(Material to process begins)
PR #9057, opened 2026-08-11
Fix GHSA-873f-pvrv-4x83: warn before executing a bundle's config in load()/run()

garciadias:
## Summary
Fixes GHSA-873f-pvrv-4x83: https://github.com/Project-MONAI/MONAI/security/advisories/GHSA-873f-pvrv-4x83

`monai.bundle.load()`, with its default `model=None`, builds a bundle's network by parsing the bundle's own config through `create_workflow()`. That parsing resolves any `"_target_"` value to an importable callable with no allow list, and passes any `"$"`-prefixed value to Python `eval()`. `monai.bundle.run()` reaches the same code path via a caller-supplied `config_file`. Either way, this means loading or running a bundle whose config you haven't reviewed can execute arbitrary code.

### Design
An earlier version of this fix added an opt-in `trust_remote_code` flag to `load()`. Per review discussion, that was dropped: MONAI has no mechanism to actually establish whether a bundle is trustworthy (unlike, say, a per-repo "has custom code" check), so a flag like that mostly teaches people to set it once and forget about it, without giving them a real basis to decide.

Instead:
- `create_workflow()` — the shared path both `load()` and `run()` use to parse a config file — now raises a `UserWarning` immediately before doing so, spelling out exactly what `"_target_"`/`"$"`-expression content can do and linking this advisory.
(Material to process ends)
- [Your instructions]:
The lines above that include "GHSA" should each be listed.

- [Exercise answer]:
Fix GHSA-873f-pvrv-4x83: warn before executing a bundle's config in load()/run()
Fixes GHSA-873f-pvrv-4x83: https://github.com/Project-MONAI/MONAI/security/advisories/GHSA-873f-pvrv-4x83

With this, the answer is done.